Clone wiki

virusbattle-sdk / Semantic Matching


To search for similar binaries, use: -a matches [--threshold] [--fullmatrix] [--outdir] arg1 arg2 ...

As before arg1, arg2 are sha1 hashes of files that must be either binary.pe32 or binary.unpacked. It doesn't provide similarity for any archive files. The binaries included in an archive may be found using the -a query command.

One may consider the matches command similar to a Google query. It gives a list of all the binaries similar to the arg, upto a given similarity threshold, where threshold is a real number between 0 and 1. If threshold is not provider, a default value is used.

By default the matches command returns only the sha1s that are higher than the arg. This default is kept to serve the use case when a user may wish to compute the similarity matrix between a large collection of binaries. In such case, since the similarity matrix is symmetric it is sufficient to return just the upper diagonal. This option serves the power user who may upload a lot of files and search for similarity between all of them by searching for matches of one sha1 at a time.

The --fullmatrix option may be used should a user desire to receive all of the matches, i.e., sha1s lower and higher than the query sha1.

The output of the matches is saved in the files $outdir/similarity.csv and $outdir/similarity.json. CAUTION: These files are overwritten. So if you want to search for similarity between a lot of files, it is suggested to use the --lf option to give the list of sha1s to be searched.

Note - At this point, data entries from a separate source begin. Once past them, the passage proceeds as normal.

PR #1563, opened 2025-05-29
Update Node.js to LTS 22.16.0.

juj:
This matches the minimum OS requirements set of macOS 11.0 and Windows 10:

https://github.com/nodejs/node/blob/v22.x/BUILDING.md#platform-list

### DIFF
--- a/bazel/MODULE.bazel
+++ b/bazel/MODULE.bazel
@@ -16,7 +16,7 @@ python.toolchain(
 )
 
 node = use_extension("@rules_nodejs//nodejs:extensions.bzl", "node")
-node.toolchain(node_version = "22.16.0")
+node.toolchain(node_version = "20.18.0")
 use_repo(node, "nodejs")
 
 emscripten_deps = use_extension(
--- a/bazel/MODULE.bazel.lock
+++ b/bazel/MODULE.bazel.lock
@@ -897,7 +897,7 @@
               "node_urls": [
                 "https://nodejs.org/dist/v{version}/{filename}"
               ],
-              "node_version": "22.16.0",
+              "node_version": "20.18.0",
               "include_headers": false,
               "platform": "linux_amd64"
             }
@@ -910,7 +910,7 @@
               "node_urls": [
                 "https://nodejs.org/dist/v{version}/{filename}"
               ],
-              "node_version": "22.16.0",
+              "node_version": "20.18.0",
               "include_headers": false,
               "platform": "linux_arm64"
             }
@@ -923,7 +923,7 @@
               "node_urls": [
                 "https://nodejs.org/dist/v{version}/{filename}"
               ],
-              "node_version": "22.16.0",
+              "node_version": "20.18.0",
               "include_headers": false,
               "platform": "linux_s390x"
             }
@@ -936,7 +936,7 @@
               "node_urls": [
                 "https://nodejs.org/dist/v{version}/{filename}"
               ],
-              "node_version": "22.16.0",
+              "node_version": "20.18.0",
               "include_headers": false,
               "platform": "linux_ppc64le"
             }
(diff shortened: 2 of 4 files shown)


juj:
> What is the motivation for this update?

The main driver for me is to get security people off my neck, who are running Snyk scanner on the node.js we are bundling, and flagging Emscripten as "unsafe" on the basis of "so many vulnerabilities": https://security.snyk.io/package/linux/rhel%3A8/nodejs%3A20%2Fnodejs

Node 22 currently has only low severity issues: https://security.snyk.io/package/linux/chainguard%3Alatest/nodejs-22 which those people fortunately don't care about.

sbc100:
Fair enough.  Sounds reasonable.  Kind of.   I meant do the also care about possible exploits in llvm which I'm sure has many many more.  They probably don't understand we only run on trusted inputs.

In any case lgtm rather than trying to fight that battle I guess.

juj:
Hmm, `build-docker-image` fails with the following:

```
0.062 ## Update and install packages
31.62 E: Failed to fetch http://archive.ubuntu.com/ubuntu/pool/main/f/fontconfig/fontconfig-config_2.13.1-4.2ubuntu5_all.deb  403  Forbidden [IP: 185.125.190.82 80]
31.62 E: Unable to fetch some archives, maybe run apt-get update or try with --fix-missing?
```
I don't know if that could indirectly be caused by this PR, or if that is something that is currently broken by some unrelated cause? The previous python PR landed without a 403 Forbidden at least.

juj:
There is a later error also

```
ERROR: failed to solve: process "/bin/sh -c echo \"## Update and install packages\"     && apt-get -qq -y update     && DEBIAN_FRONTEND=\"noninteractive\" TZ=\"America/San_Francisco\" apt-get -qq install -y --no-install-recommends         sudo         libxml2         ca-certificates         python3         python3-pip         wget         curl         zip         unzip         git         git-lfs         ssh-client         build-essential         make         ant         libidn12         cmake         openjdk-11-jre-headless     && apt-get -y clean     && apt-get -y autoclean     && apt-get -y autoremove     && rm -rf /var/lib/apt/lists/*     && rm -rf /var/cache/debconf/*-old     && rm -rf /usr/share/doc/*     && rm -rf /usr/share/man/??     && rm -rf /usr/share/man/??_*     && echo \"## Done\"" did not complete successfully: exit code: 100
```
that I don't know if that's a follow-up. Do you know of a way to debug these on the CI locally?

sbc100:
That looks like an unrelated network issue with the ubuntu package server.   Will restart..

sbc100:
The new error `test_dockerimage.sh: line 9: node: command not found` does look related.. although I'm not sure how exactly.

juj:
> The new error `test_dockerimage.sh: line 9: node: command not found` does look related.. although I'm not sure how exactly.

Ah thanks, found the error. There was a missing coded path to node version in `docker/Dockerfile`.

juj:
Search-replaced other references to 20.18.0 to 22.16.0 as well.

juj:
Ok, now all tests pass.

emsdk_manifest.json
```diff
@@ -156,6 +156,56 @@
...
+  {
+    "id": "node",
+    "version": "22.16.0",
+    "bitness": 32,
+    "arch": "x86",
+    "windows_url": "node-v22.16.0-win-x86.zip",
+    "activated_path": "%installation_dir%/bin",
+    "activated_path_skip": "node",
+    "activated_cfg": "NODE_JS='%installation_dir%/bin/node%.exe%'",
+    "activated_env": "EMSDK_NODE=%installation_dir%/bin/node%.exe%"
```
sbc100, line 168: At some point (just like with python) I do think we should remove the older version of these tools from this json file.  I don't see any point is keeping stuff we don't use around.   Maybe after 6 months or so?

PR #1567, opened 2025-06-13
Build and push multi-platform docker image

radiantly:
This PR adds the `publish-docker-image-multiplatform` CI job step that pushes a multi-platform docker image when a new tag is created. #1211 

Unfortunately, this is not as simple as pushing two images targeting different platforms to the same tag. There are a couple of ways to create a multi-platform image:
 - Using `docker buildx` to build images for all platforms. To do this images targeting non-native platforms would need to be built using QEMU (slower), a remote machine or cross-compilation.
 - Building and publishing platform-specific images `emscripten/emsdk-x64`, `emscripten/emsdk-arm64` and then creating a manifest that links to these images. This is the simpler solution to implement, and is what this PR does.

Tested with CircleCI on my fork. See the pushed images at [radiantly/emsdk · DockerHub](https://hub.docker.com/r/radiantly/emsdk/tags)

### DIFF
--- a/.circleci/config.yml
+++ b/.circleci/config.yml
@@ -96,7 +96,6 @@ jobs:
             python3 -m pip install flake8==7.1.1
             python3 -m flake8 --show-source --statistics --extend-exclude=./scripts
 
-
   test-linux:
     executor: ubuntu
     environment:
@@ -249,7 +248,7 @@ jobs:
           name: push image
           command: |
             docker login -u "$DOCKER_USER" -p "$DOCKER_PASS"
-            make -C ./docker version=${CIRCLE_TAG} alias=latest push
+            make -C ./docker version=${CIRCLE_TAG} alias=${CIRCLE_TAG}-x64 only_alias=true push
 
   publish-docker-image-arm64:
     executor: linux_arm64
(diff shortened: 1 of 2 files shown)


.circleci/config.yml
```diff
@@ -238,7 +238,8 @@ jobs:
           name: push image
           command: |
             docker login -u "$DOCKER_USER" -p "$DOCKER_PASS"
-            make -C ./docker version=${CIRCLE_TAG} alias=latest push
+            make -C ./docker version=${CIRCLE_TAG} alias=${CIRCLE_TAG}-x64 only_alias=true push
+            make -C ./docker version=${CIRCLE_TAG} alias=latest only_alias=true push
```
sbc100: What does `only_alias` do here?  is it needed on both lines?

.circleci/config.yml
```diff
@@ -256,6 +257,16 @@ jobs:
...
 
+  publish-docker-image-multiplatform:
+    executor: linux_arm64
+    steps:
+      - checkout
+      - run:
+          name: push image
+          command: |
+            docker login -u "$DOCKER_USER" -p "$DOCKER_PASS"
+            make -C ./docker version=${CIRCLE_TAG} platforms="x64 arm64" push-multiplatform
```
sbc100: Should `latest` be an alias for the multi-platform rather than the x86 one?

docker/Makefile
```diff
@@ -5,6 +5,7 @@
 version =
 alias =
 only_alias =
+platforms =
```
sbc100: Maybe just hardcode `x64 arm64` here?    Seems simpler than threading an argument through and have extra error case below? 

Actually just inline inlining it directly into `push-multiplatform: ` keeps it even simpler for now.  

We can always add more complexity / flexibility if the architecture list gets long.

tdrz:
Any chance this will be merged?

.circleci/config.yml
radiantly: Yep, I've fixed this! (and rebased this branch)

docker/Makefile
radiantly: You're right. I've removed the argument.

Issue #1584, opened 2025-08-19
bazel wasm_cc_binary mul threads


yangjiwei-source:
wasm_cc_binary 
linkopts = [
        "-lembind",
        "-sMODULARIZE=1",
        "-sEXPORT_ES6=1",
        "-sSINGLE_FILE=1",
        "-Wpthreads-mem-growth",
        "-sERROR_ON_UNDEFINED_SYMBOLS=1",
        "-sDISABLE_EXCEPTION_CATCHING=0",
        "-frtti",
        "--bind",
        "-msimd128",
        "-sINITIAL_MEMORY=33554432",
        "-sWASM_BIGINT=1",
        "-sALLOW_MEMORY_GROWTH",
        "-pthread",
        "-sUSE_PTHREADS=1", 
        "-sPTHREAD_POOL_SIZE=6",
    ],
when add "-sUSE_PTHREADS=1", 
        "-sPTHREAD_POOL_SIZE=6", brower run，need *.worker.js, can't run
can't gen .worker.js, size is 0

PR #1585, opened 2025-08-19
[emsdk] Remove references to old output files such as .worker.js. NFC

sbc100:
Fixes: #1584


bazel/emscripten_toolchain/link_wrapper.py
walkingeyerobot, line 1: need to delete the references in `_wasm_cc_binary_legacy_impl` as well

PR #1588, opened 2025-08-23
Allow switching between overrides

juj:
Previously, if one used e.g. command

```
emsdk install --override-repository emscripten-main-64bit@https://github.com/juj/emscripten/tree/my_own_emscripten_branch emscripten-main-64bit
```

then the overridden installation would create a git clone from `juj/emscripten`, and that clone would be located under the default remote name `origin`.

This would prevent being able to switch between overrides on subsequent `emsdk install` commands. I.e. it would then not be possible to later do a default

```
emsdk install emscripten-main-64bit
```

command without an override, since the remote name `origin` would point to `juj/emscripten` instead of `emscripten-core/emscripten`.

This PR changes the naming scheme of `git clone`s when `--override-repository` is used, to name the clones with remote names from the override, so in the above case, the clone would appear under remote name `juj` and not `origin`.

This enables flipping between multiple `emsdk install` commands in the same checkout, without needing to nuke the installed directory in between.

This enables me to run experiments like github.com/emscripten-core/emscripten/pull/25025 locally on my CI, without needing to merge them upstream to become available.

### DIFF
--- a/emsdk.py
+++ b/emsdk.py
@@ -862,8 +862,8 @@ def git_pull(repo_path, branch_or_tag, remote_name='origin'):
     if target_is_tag:
       ret = run([GIT(), 'checkout', '--recurse-submodules', '--quiet', branch_or_tag], repo_path)
     else:
-      local_branch_prefix = ('remote_name' + '_') if remote_name != 'origin' else ''
-      ret = run([GIT(), 'checkout', '--recurse-submodules', '--quiet', '-B', 'local_branch_prefix' + 'branch_or_tag',
+      local_branch_prefix = (remote_name + '_') if remote_name != 'origin' else ''
+      ret = run([GIT(), 'checkout', '--recurse-submodules', '--quiet', '-B', local_branch_prefix + branch_or_tag,
                  '--track', remote_name + '/' + branch_or_tag], repo_path)
     if ret != 0:
       return False


emsdk.py
```diff
@@ -812,40 +819,58 @@ def git_recent_commits(repo_path, n=20):
...
+
+
+def git_clone(url, dstpath, branch, remote_name='origin'):
   debug_print('git_clone(url=' + url + ', dstpath=' + dstpath + ')')
   if os.path.isdir(os.path.join(dstpath, '.git')):
-    debug_print("Repository '" + url + "' already cloned to directory '" + dstpath + "', skipping.")
-    return True
+    remotes = get_git_remotes(dstpath)
+    if remote_name in remotes:
+      debug_print(f"Repository {url} with remote '{remote_name}' already cloned to directory '{dstpath}', skipping.")
```
sbc100: I believe this script is still supposed to be python2-runnable, so you can't use f-strings.

Worrying that CI didn't pick that up.

sbc100 (commented):
lgtm % comment

Indeed I think you are likely the only user of this code.

emsdk.py
juj: I don't think Python 2 is a use case anymore. Nothing works in Python 2 mode in Emscripten anymore, for a long time now.

sbc100: No, not emscripten, only emsdk.py.   This is because emsdk.py is a script that actually downloads and installs the version of python we will eventually use.   So, unlike emscripten, it needs to run on the OS / system version of python.  For example, python2 used to ship installed on macOS.

See the top of emsdk.py for example where we have an explicit check for `if sys.version_info >= (3,):`

If we want to change this policy it should be separate / larger change.

sbc100: Looks like we lost CI support for checking python2 support in #1183..

juj: > For example, python2 used to ship installed on macOS.

I see.

It looks like Python 2.x was removed on Apple macOS 12.3: https://developer.apple.com/documentation/macos-release-notes/macos-12_3-release-notes (March 14, 2022).

If macOS users install Xcode with the Xcode Command Line Tools, then they will get Python 3, even on the oldest macOS 11 (that was the first version to support Apple Silicon). I'd be surprised if there exists macOS users who did Emscripten development, but didn't have Xcode installed.

Though I'll revert back to Python 2.

sbc100: https://github.com/emscripten-core/emsdk/issues/1592

PR #1590, opened 2025-08-26
Nightly Node.js and Big Endian cross compilation Node.js

juj:
This PR adds support for

`./emsdk install node-nightly-64bit`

To search for similar procedures, use: -a search [--noLibrary] [--limit] sha1/0xrva1 sha1/0xrva2 ...

The search command searches procedures similar to a given one. A procedures is identified as sha1/0xrva, where sha1 is the sha1 of the binary and rva is the relative virtual address of the procedures in hex format.

The --noLibrary option removes library procedures from the search.

The --limit option can be set one of two case-sensitive values- either High or Low.

High limits the procedure search results to semantically equivalent procedures, that is procedures with same juice, or, procedures with very high similarity only.

Low limits the procedure search results to semantically similar, but not equivalent, procedures. These are usually procedures that share some blocks of juice but not all.